Yzichen / FlashOCC

258 stars 28 forks source link

时序训练下,历史的bev feat如何对齐到当前帧 #56

Closed yanyangchun closed 1 month ago

yanyangchun commented 2 months ago

作者您好: 根据论文中的介绍,会对历史的bev feat做对齐,对齐到当前帧, 调试projects/configs/flashocc/flashocc-r50-4d-stereo.py,并进行阅读代码时, 发现得到前后帧的bev_feat_list后,就直接做了cat,没有去做对齐, 请教下,这块历史帧对齐到当前帧的代码是在哪儿实现的呢?

https://github.com/Yzichen/FlashOCC/blob/d64804d7bf4178b1a79284f50f53c1bbf79dd1aa/projects/mmdet3d_plugin/models/detectors/bevstereo4d.py#L220

Yzichen commented 1 month ago

https://github.com/Yzichen/FlashOCC/blob/d64804d7bf4178b1a79284f50f53c1bbf79dd1aa/projects/mmdet3d_plugin/models/detectors/bevdet4d.py#L241-L249

If _align_after_view_transfromation=True_ is not specified, the temporal alignment is done in the view transfromer. To do this, the transform matrix sensor2keyegos from the camera to the current ego system is computed for each frame, which can be seen in the above code.
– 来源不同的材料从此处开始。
PR #6557, opened 2021-01-22
Add cap_audit_write to be able to run sshd in containers

matusmarhefka:
Podman drops `cap_audit_write` which causes that it is not possible
run sshd by default. Therefore, we need to add the capability.

For more details see:
https://github.com/containers/podman/issues/3651


matejak:
LGTM. Note that you need another `podman` than 2.1 to test this PR due to https://github.com/containers/podman/issues/8444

yanyangchun commented 1 month ago

https://github.com/Yzichen/FlashOCC/blob/d64804d7bf4178b1a79284f50f53c1bbf79dd1aa/projects/mmdet3d_plugin/models/detectors/bevdet4d.py#L241-L249

If _align_after_view_transfromation=True_ is not specified, the temporal alignment is done in the view transfromer. To do this, the transform matrix sensor2keyegos from the camera to the current ego system is computed for each frame, which can be seen in the above code.

感谢解答,仔细看了代码后,发现是将第一帧(当前帧)的第一个view的ego2global作为keyego2global,然后历史帧的所有view投影到keyego上,相当于同时解决了历史帧对齐,多view对齐的工作。